● **YOUR GOAL**: Start at the line with "- [x] Suitable" in the records below, stop at the line with "- [ ] The feature", and return every line in that span exactly, the two end lines included.

[[ ENTRIES SHOWN open ]]

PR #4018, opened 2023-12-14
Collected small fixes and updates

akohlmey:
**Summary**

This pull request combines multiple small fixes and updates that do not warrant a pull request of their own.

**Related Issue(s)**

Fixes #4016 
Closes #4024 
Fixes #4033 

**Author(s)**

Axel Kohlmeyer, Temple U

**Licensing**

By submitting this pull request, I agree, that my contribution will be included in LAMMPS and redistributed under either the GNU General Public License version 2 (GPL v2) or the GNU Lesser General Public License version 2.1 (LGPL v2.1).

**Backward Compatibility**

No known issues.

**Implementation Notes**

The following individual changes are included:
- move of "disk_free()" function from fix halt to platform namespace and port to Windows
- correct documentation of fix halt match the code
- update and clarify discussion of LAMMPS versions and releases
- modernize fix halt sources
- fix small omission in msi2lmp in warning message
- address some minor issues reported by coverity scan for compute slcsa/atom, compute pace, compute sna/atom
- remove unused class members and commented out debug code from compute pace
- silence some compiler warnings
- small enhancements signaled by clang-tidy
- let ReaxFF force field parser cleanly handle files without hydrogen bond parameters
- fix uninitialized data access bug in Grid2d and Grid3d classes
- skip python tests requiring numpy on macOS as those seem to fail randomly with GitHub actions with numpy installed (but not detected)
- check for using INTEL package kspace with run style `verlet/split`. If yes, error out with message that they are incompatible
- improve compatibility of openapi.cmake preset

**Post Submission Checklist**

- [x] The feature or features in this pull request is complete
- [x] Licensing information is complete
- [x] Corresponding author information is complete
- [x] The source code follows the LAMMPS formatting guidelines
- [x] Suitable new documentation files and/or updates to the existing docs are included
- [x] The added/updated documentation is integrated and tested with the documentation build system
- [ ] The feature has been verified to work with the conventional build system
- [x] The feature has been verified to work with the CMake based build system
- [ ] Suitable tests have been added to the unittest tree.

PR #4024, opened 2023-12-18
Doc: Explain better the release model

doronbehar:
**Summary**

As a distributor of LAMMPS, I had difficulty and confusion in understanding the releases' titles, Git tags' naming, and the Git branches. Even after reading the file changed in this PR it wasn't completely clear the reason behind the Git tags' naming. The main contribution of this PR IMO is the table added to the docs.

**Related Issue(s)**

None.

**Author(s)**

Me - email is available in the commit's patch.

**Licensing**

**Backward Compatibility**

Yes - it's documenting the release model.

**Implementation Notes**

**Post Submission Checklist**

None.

[[ ENTRIES SHOWN closed ]]

● **PROBLEM SOLUTION**:
- [x] Suitable new documentation files and/or updates to the existing docs are included
- [x] The added/updated documentation is integrated and tested with the documentation build system
- [ ] The feature has been verified to work with the conventional build system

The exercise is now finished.